• _Dataset records_:
********

PR #13704, opened 2026-08-08
feat(slos): add SLO burn-rate alerts

prabhatsharma:
design at /slo

## What

Adds **SLO burn-rate alerts** — an alert family that fires off an SLO's error budget rather than a raw query — and finishes the SLO surface around it: navigation entry, detail-page fixes, and the flag removal now that SLOs have shipped.

## Changes

**SLO burn-rate alerts (backend)**
- New burn-rate evaluation (`config/src/meta/slo/burn.rs`, `condition.rs`) with multi-window burn conditions, and `core/src/slo/evaluate.rs` extended to evaluate them on the SLO job.
- Alerts carry an `slo_id`; `infra/src/table/alerts` gains the column, filtering, and query support so an SLO's alerts can be listed and deleted with it.
- Alert levels (`meta/alerts/level.rs`) and tags extended for the SLO family; scheduler handlers route SLO alerts through the same notification path.

**SLO alert UI**
- `SloAlertForm` + `AlertDetailSlo`: create, edit and view burn-rate alerts from the SLO detail page and the alert list.
- Payload/routing helpers (`utils/alerts/sloAlertPayload.ts`, `sloAlertRouting.ts`, `alertPayload.ts`) with unit tests.
- `AlertDestinationsField` extracted as the complete Destination form field — side label, tooltip, combined destinations/workflows picker, inline error, refresh, and create-in-new-tab. It replaces two verbatim copies in the generic alert form and is reused by the SLO form and synthetics `CheckAlerts` (which sets `supportsWorkflows: false`, since a check has no workflow routing). Fixes the SLO form's previously unwired refresh and Add Destination buttons.

**SLO detail page fixes**
- Burndown and burn-rate charts drew as bare axes when coverage was sparse: `showSymbol: false` means an isolated measured bucket between gaps has no segment and paints nothing. Symbols are now sized per point, and a sparse-coverage note states how many buckets actually recorded events.
- Nothing scrolled below ~700px of viewport height — `OPageLayout`'s fixed flex body plus `OTabPanels` `scroll="none"` clipped the panels. Panels now grow and scroll; the stat strip and tab bar stay pinned. Verified at 1024x500, 1280x620, 1512x945.

**Other**
- `ZO_SLO_ENABLED` removed — SLOs have shipped, so the flag and its status/route gating are gone.
- SLOs surfaced in the main nav.
[...]

PR #14116, opened 2026-09-02
fix(web): anchor table cell hover actions to the hovered row

ktx-vaidehi:
## Problem

The `OTable` cell hover-action toolbar (copy / include / exclude / AI) was positioned from `MouseEvent.clientX/Y` with `translate(-50%, -100%)`, so it rendered **one row above** the cell it acts on. On dense logs rows the bar is taller than a row and covered the previous row completely, leaving no way to tell which row the buttons applied to.

Two logs-specific defects surfaced alongside it:

- The **`source` column** (whole-row JSON, rendered when no fields are selected) had **no hover actions at all**. It is not `closable`, so the slot skipped it — and even past that gate `CellActions` read `row[column.id]`, which is empty for a column whose value comes from an `accessorFn`.
- The **AI button on the timestamp cell** had been shrunk with `size-6!` + `imageHeight/Width="14"` by the commit that first gave the toolbar a surface (#13704). `O2AIContextAddBtn` is written to always render at `icon-toolbar` size — its own comment says the `size` prop is "accepted for backward compatibility but deliberately not applied" — so the override was fighting the component.

## Approach

Four placements were prototyped and compared before implementing; the chosen one anchors to the row and keeps the value uncovered.

- **Anchor to the hovered cell's rect, not the pointer.** `top` comes from the `<td>`'s `getBoundingClientRect().top`, so the toolbar always clears the hovered row whole and no longer drifts as the pointer moves within a row.
- **Arrow pointing back at the row**, tracking the pointer's x and clamped clear of the bar's corners.
- **The flip ceiling is the sticky header**, not the window edge — previously the toolbar only flipped at `y = 0`, which let it cover the column names on the top visible row.

The arrow is a rotated square, so it is clipped to the half that leaves the bar plus a ~1.5px sliver that hides the bar's border. Painted whole it notched a white wedge ~2.7px into the AI button's filled chip (ghost buttons are transparent, so it only ever showed there).

`CellActions` now accepts the rendered `value`, falling back to `row[column.id]` when absent — so existing `data-test` attributes are byte-identical for field columns and the e2e selectors are unaffected. On `source` it narrows itself to **copy**: include/exclude cannot apply to a whole object, and the row's AI action already sits on the timestamp cell.

Positioning lives entirely in `OTableBodyCell`, so **logs, traces and dashboard table panels** all pick it up (as do correlation, pipelines and the service-graph side panel).

## Verification

Checked against a live instance in all three surfaces:

| Surface | Toolbar | Arrow centred | Anchoring |
|---|---|---|---|
| Logs — `source` (1 btn) | 42px | 550 / 550 | bar bottom == row top |
| Logs — field column (4 btns) | 122px | 542 / 542 | bar bottom == row top |
| Traces — operation name (3 btns) | 98px | 606 / 606 | bar bottom == row top |
| Dashboard table panel (1 btn) | 34px | 550 / 550 | flipped below (row under sticky header) |

Copy on the `source` cell confirmed to place the row JSON on the clipboard.

3,047 tests pass across the table, logs, traces, dashboard-panel and logs-composable suites; ESLint and `vue-tsc` clean. Ten regression tests added for behaviour that was previously untested: row-edge anchoring (asserted with a `clientY` a pointer-anchored toolbar would follow), the header flip, window clamping, arrow centring and clipping, `CellActions` value resolution, and the `showLogCellActions` gate.

## Notes

No enterprise-gated code is touched.

### DIFF
--- a/web/src/lib/core/Table/OTable.spec.ts
+++ b/web/src/lib/core/Table/OTable.spec.ts
@@ -986,8 +986,8 @@ describe("OTable", () => {
         },
       });
 
-      // The toolbar floats above the pointer, so it lives in <body> and exists only
-      // while a cell is hovered — never one overlay per cell.
+      // The toolbar floats clear of the hovered row, so it lives in <body> and exists
+      // only while a cell is hovered — never one overlay per cell.
       const toolbars = () =>
         document.querySelectorAll('[data-test^="o2-table-cell-hover-actions-"]');
       expect(toolbars().length).toBe(0);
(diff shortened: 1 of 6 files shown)


Shrinath-O2:


[ENT run](https://github.com/openobserve/o2-enterprise/actions/runs/33730912938)

bjp232004 (approved):

Shrinath-O2:
### 🤖 E2E Council

- **Edition:** oss
- **Needs E2E:** true
- **Skip:** false
- **Feature:** Logs Table Cell Hover Actions (area: Logs)
- **Would write:** `tests/ui-testing/playwright-tests/Logs/logsCellActions.spec.js`

**EDITION: OSS** — All six changed paths live under web/src/** (web/src/lib/core/Table/** and web/src/plugins/logs/**). None fall in enterprise-owned locations (enterprise/, o2_enterprise/, src/enterprise/) and there are no enterprise-gated module keywords in the paths or symbol names, so this is an open-source change.

**SKIP: No** — Not skipping. The diff alters user-facing Vue components (OTableBodyCell.vue, SearchResult.vue, CellActions.vue) that drive the logs table's per-cell hover-action toolbar, so it is a user-exercisable behavior change. The trigger comment and feature hint are empty and no skip marker or 'tests-added' label was passed, so no explicit opt-out applies.

**E2E WARRANTED: Yes** — E2E is warranted. The change repositions the cell hover-action toolbar (anchored to the row's top edge with an arrow, flipping below the sticky header and clamping to the window) and adds a copy action to the non-closable 'source' column in the logs table. These are visible, interaction-driven UI behaviors that unit tests alone cannot verify end-to-end.

**AREA: Logs** — The bulk of the behavioral change lives in web/src/plugins/logs/** (SearchResult.vue and data-table/CellActions.vue), with a shared OTable component underneath. Sibling specs for the logs table UI live in tests/ui-testing/playwright-tests/Logs/, so Logs is the correct area.

**GROUP: Logs-Core** — Logs-Core is the closest existing matrix shard: its run_files include logstable.spec.js and logspage.spec.js, which cover the same logs table surface this hover-action toolbar lives on.

**EXISTING TESTS: No** — No E2E specs in the diff. The only changed test files are Vitest unit specs (OTable.spec.ts, SearchResult.spec.ts, CellActions.spec.ts) under web/src/**; there are no changed files under tests/ui-testing/playwright-tests/, so no Playwright coverage exists yet for this new behavior.

Shrinath-O2:

**Likely cause:** Sentinel kept finding critical issues and the Engineer could not fix them clean within the retry budget — see the audit report in this run's artifact.

[View run for details](https://github.com/openobserve/o2-enterprise/actions/runs/33734895011)

PR #14119, opened 2026-09-02
fix(rum): scope sourcemap lookup by service/env/version (cross-service leak)

### LINKED ISSUE #14117: RUM: Pretty tab requests stack-trace translation before the error's service loads (can resolve another service's sourcemap)
### Bug Description

The RUM error detail page loads the error with `select * from _rumdata where type='error' and _timestamp=?`. Quick mode reduces `select *` to the first `ZO_QUICK_MODE_NUM_FIELDS` schema fields plus the columns the query names, so once `_rumdata` grows past that cutoff the page stops receiving `service`, `version`, `session_id` and `view_url` — it names none of them.

Consequences:

- **Pretty tab**: `PrettyStackTrace.vue` only adds `service` to the translate payload when it is truthy, so the request goes out unscoped. The backend then falls back to a filename-only match — intentional lenient behaviour, so errors/uploads that don't set these fields still resolve — and when two services share a minified filename it can answer with a **different** service's sourcemap.
- **Breadcrumbs / session replay**: both key on `session_id`, which is missing for the same reason.

**Not a security / RBAC issue** — sourcemaps are org-scoped and access is all-or-none (there is no per-service permission). The wrong-source outcome also needs a filename collision, which content-hashed bundler output usually avoids.

### Root cause (backend, `select *` field reduction)

- `ZO_QUICK_MODE_FORCE_ENABLED` defaults to **true** (`src/config/src/config.rs:2561`), and `src/search/src/sql/mod.rs:221` ORs it with the request's own flag — so quick mode applies to every request regardless of what the client sends.
- `generate_quick_mode_fields` (`src/search/src/sql/schema.rs:130`) keeps the first `ZO_QUICK_MODE_NUM_FIELDS` fields, the columns the query references, FTS fields, and the (previously empty) `ZO_FEATURE_QUICK_MODE_FIELDS` list.
- Truncation only starts once the schema exceeds the cutoff (`schema.fields().len() > quick_mode_num_fields`), which is why this surfaced abruptly rather than on a code change.

Evidence from the failing `e2e / RUM` run (Playwright trace of run 33608206016):

- translate request body: `{"stacktrace":"...","env":"e2e"}` — `env` present, `service` and `version` absent, so the detail was loaded and simply did not carry those fields;
- the detail search response contained **16 fields**, without `service`/`version`/`session_id`;
- the errors-list query in the same session, which names `max(service) AS service`, got `service` back.

The backend `get_sourcemap_file` (`src/infra/src/table/source_maps.rs:214`) deliberately drops absent `service`/`env`/`version` filters (graceful degradation). This is intended and should **not** change — requiring an exact `IS NULL` match would regress the legitimate "RUM error without a configured service" case.

> **Superseded:** this issue originally described the cause as the Pretty tab translating before the error detail had loaded. The trace disproves that — `env` arrives from the same object in the same request. No frontend timing change is needed.

### Priority

P2 - Medium

### Severity

Minor

### Related Story/Issue

Surfaced by the e2e deflake PR #14113 (`e2e / RUM` shard) and test `tests/ui-testing/playwright-tests/RUM/sourcemap-upload-pretty.spec.js`.

### Is this a regression?

No — long-standing behaviour that starts biting when a stream's field count crosses `ZO_QUICK_MODE_NUM_FIELDS` (CI runs with 100, the default is 500).

### Steps to Reproduce

1. Ingest RUM errors until `_rumdata` has more fields than `ZO_QUICK_MODE_NUM_FIELDS`, with `service` positioned past the cutoff.
2. Open any error detail page and watch `POST /api/<org>/sourcemaps/stacktrace` — the payload carries no `service`.
3. With two services sharing a minified filename, one mapped and one not, the unmapped service's Pretty tab renders the other service's source instead of "Source Maps Not Available".

### Proposed fix

- **Backend (done in #14113):** default `ZO_FEATURE_QUICK_MODE_FIELDS` to `service,version,session_id,view_url`. The list is already applied after truncation and only adds a field the stream actually has, which is the mechanism other built-in fields use. Backend fuzzy fallback stays as-is.
- **Test note (done):** the e2e fixtures shared one filename across services, manufacturing a collision production wouldn't have; the unmapped-service and delete-flow fixtures now use their own filenames.

- [x] Real User Monitoring (RUM)

Shrinath-O2:
Fixes #14117.

`get_sourcemap_file` (src/infra/src/table/source_maps.rs) applied the `service`/`env`/`version` filters only when present, so a stack-trace translate request that omits `service` (e.g. the RUM Pretty tab firing before the error detail loads) degraded to an `(org, source_file_name)` match. Because every RUM error frame shares the same minified filename, `.one()` then returned **another service's** sourcemap — a translated frame + HTTP 200 instead of "Source Maps Not Available".

Fix: make absent `service`/`env`/`version` match `IS NULL`, mirroring the write path (`delete_group`) and the unique index `(org, service, env, version, source_file_name)`. With an exact match the unique index guarantees ≤1 row, so `.one()` stays deterministic — no other change needed.

Scope: backend-only, minimal. The frontend guard (don't translate before `service` loads) and the secondary cache issues noted in #14117 are intentionally left out of this PR.

Verification: covered by the existing e2e `tests/ui-testing/playwright-tests/RUM/sourcemap-upload-pretty.spec.js` (the `e2e / RUM` shard); with this fix the unmapped-service test should pass for the right reason under parallel load.

### DIFF
--- a/src/infra/src/table/source_maps.rs
+++ b/src/infra/src/table/source_maps.rs
@@ -224,16 +224,23 @@ pub async fn get_sourcemap_file(
         .filter(Column::Org.eq(org))
         .filter(Column::SourceFileName.eq(source_file));
 
+    // None must match IS NULL (mirror delete_group); a dropped filter leaks another scope's map.
     if let Some(s) = service.as_ref() {
         stmt = stmt.filter(Column::Service.eq(s));
+    } else {
+        stmt = stmt.filter(Column::Service.is_null());
     }
 
     if let Some(e) = env.as_ref() {
         stmt = stmt.filter(Column::Env.eq(e));
+    } else {
+        stmt = stmt.filter(Column::Env.is_null());
     }
 
     if let Some(v) = version.as_ref() {
         stmt = stmt.filter(Column::Version.eq(v));
+    } else {
+        stmt = stmt.filter(Column::Version.is_null());
     }
 
     let res = stmt.one(client).await?.map(|model| model.into());


Shrinath-O2:
Closing — on review the backend fuzzy match (fall back to filename when service/env/version are absent) is **intentional** and production-safe (bundler filenames are content-hashed, so cross-service collisions are near-zero), and requiring an exact `IS NULL` match would **regress** the legitimate case of a RUM error that carries no configured service. It is also not an RBAC concern — sourcemaps are org-scoped, access is all-or-none. The real issue is frontend-side (the Pretty tab translates before the error detail/service loads); re-scoped in #14117.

********

• _Work to be completed_: Starting with the first line of the listing above and ending with the line that holds "- New burn-rate", return those lines exactly as written, both included.

• _Response_:
PR #13704, opened 2026-08-08
feat(slos): add SLO burn-rate alerts

prabhatsharma:
design at /slo

## What

Adds **SLO burn-rate alerts** — an alert family that fires off an SLO's error budget rather than a raw query — and finishes the SLO surface around it: navigation entry, detail-page fixes, and the flag removal now that SLOs have shipped.

## Changes

**SLO burn-rate alerts (backend)**
- New burn-rate evaluation (`config/src/meta/slo/burn.rs`, `condition.rs`) with multi-window burn conditions, and `core/src/slo/evaluate.rs` extended to evaluate them on the SLO job.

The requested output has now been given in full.